On 01/22/2014 11:37 PM, Robert Stupp wrote:
Is there any documentation available which optimizations Hotspot can perform and what 
"collecting a garbage" object costs?
I know that these are two completely different areas ;)

I was inspecting whether the following code
     for (Object o : someArrayList) { ... }
would be faster than
     for (int i=0, l=someArrayList.size(); i<l; i++) { Object 
o=someArrayList.get(i); }
for RandomAccessList implementations. The challenge here is not just to track the CPU 
time spent creating & using the iterator vs. size() & get() calls but also 
track GC effort (which is at least complicated if not impossible due to the variety of 
GC configuration options).

For a long time, using a for with an index (if you are *sure* that it's an ArrayList) was faster.
With latest jdk8, it's not true anymore.
(and most of the time the iterator object is not created anymore at least with jdk7+).


For example:
- Does it help Hotspot to declare parameters/variables as "final" or can 
Hotspot identify that?

no, it's an urban myth.
You can test it by yourself, if you declare a local variable final or not the exact same bytecode is produced by javac. The keyword final for a local variable (or a parameter) is not stored in the bytecode.

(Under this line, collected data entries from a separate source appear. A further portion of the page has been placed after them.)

PR #1046, opened 2016-06-06
Card View Version 1

Nazarah:
Added One version of cards and associated functionality UI


elnzv:
Shouldn't we keep docs in https://github.com/apinf/docs rather than here?

elnzv:
PR moved to [apinf/docs](https://github.com/apinf/docs/pull/8)

PR #1062, opened 2016-06-07
Hotfix/api umbrella methods sync

### LINKED ISSUE #1044: baseUrl undefined when creating new apiBackend

### LINKED ISSUE #1068: Refactor settings code to fix startup errors
When starting Apinf without settings, we noticed a few errors. Specifically, the following settings need validation before we attempt to use them in our code:

- API Umbrella web
- email
- Github

Audit our code to resolve any issues caused by non-existant settings.

### LINKED ISSUE #1069: Cleanup JSON routes code, since we are not rewriting swagger baseUrl anymore
In Sprint 23, we decided not to rewrite swagger documentation files, but rather to render them directly in Swagger UI. This differs from a previous decision, where we thought it important to route API test calls from Swagger UI through our proxy.

In line with the new decision, remove any code related to rewriting swagger files, such as the JSON routes code.

frenchbread:
# Fixes
- Closes #1044 
- Closes #1068 
- Closes #1069

- Api backends sync from ApiUmbrella


frenchbread:
@apinf/developers Please review & test

jykae:
@frenchbread Overall code and solution looked good. Settings file usage won't be anymore supported I suppose?

frenchbread:
Yes. But basically, as I recall correctly there were some feature that transfers settings data from setting file to collection.

brylie:
@frenchbread yes. We should probably still allow settings to be provided by settings.json, so in startup we could write the Meteor.settings object to the Settings collection. Everywhere else in the app, though, we should be getting settings from the Settings collection.

jykae:
Not syncing, should I wait 5 mins, or still bug?

lib/helperFunctions/verifyApiUmbrellaSettings.js
```diff
@@ -0,0 +1,14 @@
+export function apiUmbrellaSettigsValid (settings) {
```
jykae: Add letter 'n' for everywhere this function gets called and function name.

apiUmbrellaSettigsValid => apiUmbrellaSettingsValid

jykae:
Generally:
On startup with fresh database I guess we don't have Settings collection, only possible is settings file that could have been passed.

lib/helperFunctions/verifyApiUmbrellaSettings.js
frenchbread: Good catch.

jykae:
Decided together to leave settings file case outside of this.

frenchbread:
Added some more refactoring & checks

jykae:
Tested again after meteor reset, sync runs now without errors.

jykae:
Added one more close to the description. Merging and closing. 

If one minute syncing interval causes issues for example in production when there might be more latency let's make it longer.

Great co-working guys @frenchbread @brylie

frenchbread:
@jykae @brylie 👍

BTW, final was introduced in 1.1 mostly to allow to capture the value of a variable to be used by an anonymous class, Java 8 doesn't require this kind of variable to be declared final anymore.

- When does Hotspot inline method calls in general and getters/setters 
especially?

In general, up to a depth of 10 by default and 1 for a recursive method.
Roughly, a method call is not inlined either if the call is virtual and can call too many implementations or if the generated assembly code will be too big.


I think such a piece of documentation (just what Hotspot can do in which release) would 
be really helpful when someone tries to optimize code - want to say: the question is: 
"Is something worth to spend time on or is this special situation handled by 
Hotspot?"

It never worth it.
Choose the right algorithms and shape your data to be easily consumed by your algorithms is enough.